Incorrect, because it requests the info object before iteration has started

    my $iter = $cb->view_iterator($dpath);
    if (!$iter->info->is_ok) {
        # ...
    }

Correct

    my $iter = $cb->view_iterator($dpath);
    while (my $row = $iter->next) {
        # ...
    }
    if (!$iter->info->is_ok) {
        # ...
    }

INFORMATIONAL METHODS

These methods return various sorts of into about the cluster or specific items

stats()

stats("spec")

Retrieves cluster statistics from each server. The return value is an Couchbase::Document with its value field containing a hashref of hashrefs, like so:

    # Dump all the stats, per server:
    my $results = $cb->stats()->value;
    while (my ($server,$stats) = each %$results) {
        while (my ($statkey, $statval) = each %$stats) {
            printf("Server %s: %s=%s\n", $server, $statkey, $statval);
        }
    }

keystats($id)

Returns metadata about a specific document ID. The metadata is returned in the same manner as in the stats() method. This will solicit each server which is either a master or replica for the item to respond with information such as the cas, expiration time, and persistence state of the item.

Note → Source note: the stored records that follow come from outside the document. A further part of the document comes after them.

Issue #278, opened 2017-08-26
Folder structure


core23:
Which folder structure should we follow? The current one or `src` and `test` / `tests`?

Also which name should we use `test` or`tests`?

**Pros for new structure**
- it allows to avoid cluttering the main autoloader
- clear differentiation between sources, docs and tests

**Cons**
 - changes the current structure

greg0ire:
I vote `src` and `tests`

core23:
Also which structure should we use for our docs? Should we keep them under (src)/Resources/docs or should we move them to the root inside a new `docs` folder?

core23:
@sonata-project/contributors Please vote for this. So we can prepare new major version with a new general folder structure.

core23:
👍 for  `src` and `tests`
👎 for `src` and `test`
🎉 for the current structure

core23:
👍 for a new `docs` folder
👎 for a new `doc` folder
🎉 for the current structure

Soullivaneuh:
Should be `tests` for running test files, and `test` for usable test classes.

Like it's done here: https://github.com/symfony/form

For the docs, it should be reviewed with @rande.

core23:
> Should be `tests` for running test files, and `test` for usable test classes.

That thing won't change. This thread is just for the folder structure for all runable test classes, not for test helpers / extensions of PHPUnit.

core23:
Please vote @jordisala1991 @Soullivaneuh @Th3Mouk

jordisala1991:
This structure applies to all bundles? Or only to libraries?

greg0ire:
I meant my vote for everything including bundles.

core23:
We should apply this to all bundles, so we can use the dev-kit more easily for all projects.

Soullivaneuh:
> That thing won't change. This thread is just for the folder structure for all runable test classes, not for test helpers / extensions of PHPUnit.

Not the issue. Symfony rules are prior to our owns on sonata-project. So this is not the question of a vote. `tests` should be used for testing files as `test` should be used for case test files.

Are your submitted PR according to this structure? If not, it must be changed.

Also this is maybe to late, but it would be better to have @rande advice about that. :neutral_face: 

Regards.

greg0ire:
Related: https://github.com/symfony/symfony-docs/issues/5691

Soullivaneuh:
@core23 Another question: Will this structure compatible for an eventual mono-repository integration of some of these projects?

[...]

PR #283, opened 2017-09-15
Added tests_path config key

core23:
The path for all test classes differs between the bundles, either it is `Tests` or `tests`, so we must have a config key for this.

### DIFF
--- a/config/projects.yml
+++ b/config/projects.yml
@@ -219,11 +219,13 @@ ecommerce:
       versions:
         symfony: ['2.8']
       docs_path: docs
+      tests_path: tests
     2.x:
       php: ['5.6', '7.0', '7.1']
       versions:
         symfony: ['2.8']
       docs_path: docs
+      tests_path: tests
 
 exporter:
   excluded_files:
@@ -236,6 +238,7 @@ exporter:
         doctrine_odm: ['1']
       services: [mongodb]
       docs_path: docs
+      tests_path: tests
     1.x:
       php: ['5.6', '7.0', '7.1']
       versions:
@@ -243,6 +246,7 @@ exporter:
         doctrine_odm: ['1']
       services: [mongodb]
       docs_path: docs
+      tests_path: tests
 
 formatter-bundle:
   branches:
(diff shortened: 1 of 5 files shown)


Soullivaneuh:
Would be better to decide which structure to use.

And it looks more like a psr-0/psr-4 usage difference than just a tests directory name, am I right?

core23:
Yes, it is the follow-up to https://github.com/sonata-project/dev-kit/issues/278. Do you have a better name for this key? @Soullivaneuh

Soullivaneuh:
Note: Waiting https://github.com/sonata-project/dev-kit/issues/278#issuecomment-330277074

core23:

src/Console/Command/AutoMergeCommand.php
```diff
@@ -120,7 +118,7 @@ private function mergeBranches(Package $package, array $projectConfig)
 
                     $this->io->warning($message);
                     $this->slackClient->attach([
-                        'text' => $message,
+                        'text'  => $message,
```
Soullivaneuh: These kind of change are wrong and are not related to this PR. Please revert.

core23: I removed these commits, but StyleCI won't let me merge this.

Also tried to manual trigger StyleCI, but it won't help :/

Soullivaneuh: This is weird. Array alignment should not be activated.

Are you up to date according to master?

core23: Did a fresh rebase for this.

Maybe StyleCI is confused, because we have a [repo config](https://github.com/sonata-project/dev-kit/blob/master/.php_cs) and the [project config](https://github.com/sonata-project/dev-kit/blob/master/project/.php_cs)?

Soullivaneuh: The repo config is just a symbolic link to the project config, so it should not be.

Soullivaneuh: I did a fresh analyse on master and StyleCI tells nothing: https://styleci.io/repos/55150410

Soullivaneuh:
Let's merge it to see what will be done.

PR #289, opened 2017-09-20
Improve merging strategy advices.

jlamur:
This is my understanding of how merging is currently done in the project.


Soullivaneuh:
Thank you @jlamur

This method should be used for informative purposes only, as its output and availability may change in the future.

observe($id, $options)

Returns persistence and replication status about a specific document ID. Unlike the keystats method, the information is received from the network as binary and is thus more efficient.

You may also pass a master_only option in the options hashref, in which case only the master node from the item will be contacted.